Noise-induced motions are a significant source of uncertainty in the response of electrostatic MEMS where electrical and mechanical sources contribute to noise and can result in sudden and dramatic loss of stability. In this manuscript, we present an analysis for the stabilization of an electrostatically actuated MEMS resonator in the presence of noise processes using a stochastic optimal control scheme. A stochastic lumped-mass model that accounts for the uncertainty in mass, mechanical restoring force, bias voltage, and AC voltage amplitude of the resonator is presented. The Ito^ equations, describing the averaged modulations of the resonator's total energy and phase difference, are obtained via the stochastic averaging of energy envelope.
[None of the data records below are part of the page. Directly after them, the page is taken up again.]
PR #21213, opened 2023-02-01
Tweak: Update obscure error messages [ED-9591]

rami-elementor:


arielk (commented):
@rami-elementor This is an internal error message for developers, I dont think we need to translate it

rami-elementor:
@arielk We are already translating the message.

rami-elementor:
In any case, we can remove the i18n function, but the text change will remain.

The stochastic optimal control law aiming at minimization the pull-in probability of the resonator is determined via the stochastic dynamic programming equations associated with the Ito^ equations. We show that the resulting stochastic optimal feedback control, with a careful selection of its control gain, can be used to suppress the noise-activated pull-in instability of the disturbed resonator. The impact of the time delay inherent in the feedback control input on the control effectiveness is investigated. In addition, the control scheme also shows superior performance in counteracting the deterministic pull-in instability of the resonator operating in the dynamic pull-in frequency band. Good agreement between the theoretical results and numerical simulation is demonstrated.